Perspectives and Outlook
McCleskey 1999 and Miller 1999 discuss the value of reaction-rate and PNP2 theories according to their ability to reproduce particular experimental current–voltage curves. They neglect the question of whether the basic physical assumptions of those theories are satisfied or not. As shown above, the applicability of any of the two theories depends critically on the size of electrostatic interactions compared with environmental forces.

To study the fundamentals of ion permeation, simpler channels than the potassium or calcium channel should also be considered. For instance, the kind and position of mutations in the acetylcholine receptor channel (Konno et al. 1991 ) has no correlation with the obtained barrier energy profile. Such correlation, however, would be expected if this profile is assumed to represent the interactions of the ions with their environment. Random changes of the parameters of reaction-rate theories generally lead to nonlinear current–voltage curves (Levitt 1986 ). If reaction-rate theories represented the physics of ion channels such as the acetylcholine receptor channel, most single point mutations should result in nonlinear current–voltage curves. In contrast, nearly all mutations in this channel lead to fairly linear current–voltage curves. Such behavior is characteristic for ion channels dominated by electrostatic interactions (Syganow and von Kitzing 1999b ).

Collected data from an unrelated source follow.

PR #3579, opened 2024-08-07
[Loom-1535] - add form-test to bpkSlider

Parisistan:
Adding a form-test to our slider component to check if it renders correctly. 

- [ ] Component `README.md`
- [ ] Tests
- [ ] Accessibility tests

### DIFF
--- a/packages/bpk-component-slider/src/form-test.tsx
+++ b/packages/bpk-component-slider/src/form-test.tsx
@@ -1,0 +1,103 @@
+/*
+ * Backpack - Skyscanner's Design System
+ *
+ * Copyright 2016 Skyscanner Ltd
+ *
+ * Licensed under the Apache License, Version 2.0 (the "License");
+ * you may not use this file except in compliance with the License.
+ * You may obtain a copy of the License at
+ *
+ *   http://www.apache.org/licenses/LICENSE-2.0
+ *
+ * Unless required by applicable law or agreed to in writing, software
+ * distributed under the License is distributed on an "AS IS" BASIS,
+ * WITHOUT WARRANTIES OR CONDITIONS OF ANY KIND, either express or implied.
+ * See the License for the specific language governing permissions and
+ * limitations under the License.
+ */
+
+import { useState } from 'react';
+
+import { render, screen } from '@testing-library/react';
+import userEvent from '@testing-library/user-event';
+
+import BpkSlider from './BpkSlider';
+
+window.ResizeObserver =
+  window.ResizeObserver ||
+  jest.fn().mockImplementation(() => ({
+    disconnect: jest.fn(),
+    observe: jest.fn(),
+    unobserve: jest.fn(),
+  }));
+
+describe('BpkSlider form test', () => {
+  it('should work as a form component in a form', async () => {
+    const Wrap = () => {
+      const [sliderValue, setSliderValue] = useState<number[]>([50]);
+      return (
+        <form data-testid="form">
+          <BpkSlider
+            id="slider"
+            min={0}
+            max={100}
+            value={sliderValue}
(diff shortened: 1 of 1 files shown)


packages/bpk-component-slider/src/form-test.tsx
```diff
@@ -0,0 +1,143 @@
...
+          <BpkSlider
+            id="slider"
+            min={0}
+            max={100}
+            value={sliderValue}
+            name="slider"
+            ariaLabel={['slider']}
+            ariaValuetext={['min', 'max']}
+            data-testid="mySlider"
+            onChange={(value) => setSliderValue(Array.isArray(value) ? value : [value])}
```
mungodewar, line 49: Why is the value sometimes within an array and sometimes not?

packages/bpk-component-slider/src/form-test.tsx
```diff
@@ -0,0 +1,143 @@
...
+            id="slider"
+            min={0}
+            max={100}
+            name="slider"
+            ariaLabel={['slider']}
+            ariaValuetext={['min', 'max']}
+            value={sliderValue}
+            onChange={(value) => {
+              handleChange(value);
+              setSliderValue(Array.isArray(value) ? value : [value]);
```
mungodewar, line 85: Within this test, if we are not interested in the value, we can just remove the state that does the setting:

```
onChange={handleChange}
```

Although, another option is to have this `handleChange` assertion in "should work as a form component in a form" test?

packages/bpk-component-slider/src/form-test.tsx
```diff
@@ -0,0 +1,143 @@
...
+
+    const sliderThumb = screen.getByLabelText('slider');
+    expect(sliderThumb).toBeInTheDocument();
+
+    await sliderThumb.focus();
+    await userEvent.keyboard('{ArrowRight}');
+    expect(handleChange).toHaveBeenCalledTimes(1);
+  });
+
+  it('should emit change event when both sides of slider value are changed', async () => {
```
mungodewar, line 102: Nice, I think this test has overlap with "should emit change event when slider value is changed" & thus I think you only need one of them & I think this test is better as it tests both slider value changes.

Parisistan: Yeah fair!

packages/bpk-component-slider/src/form-test.tsx
Parisistan: Because sometimes there aren't a min and max value that could both change and only one side of the slider is changeable. So I wanted one of the tests to check for when both `min, max` can change to cover various types. Does that make sense?

packages/bpk-component-slider/src/form-test.tsx
Parisistan: Eliminated this test as it was covered in the following.

packages/bpk-component-slider/src/form-test.tsx
Parisistan: image

mungodewar: I think I see, so if the `sliderValue={[20,80]}` then the bottom "two thumb" slider will be shown? 

I think that if we want to test both cases (single slider & multi slider) we should create two test cases. Or we choose the most simple case only to test the form interaction.

Parisistan: > so if the sliderValue={[20,80]} then the bottom "two thumb" slider will be shown?
yes that is right!
And okay, I can make it be clear in the description too so there is no confusion for users. :)

mungodewar (approved):
LGTM - nice 🎉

Today, the formulation of the Gouy–Chapman theory (Gouy 1910 ; Chapman 1913 ) is considered as an important first step in understanding the behavior of strong, inhomogeneous electrolytes. Since then, electrolyte theories have considerably improved (Blum and Henderson 1992 ). In the same sense, PNP theory should be considered as a first step to describe strong, long range electrostatic interactions in ion channels. The inclusion of ion size effects such as single filing must be one of the next steps.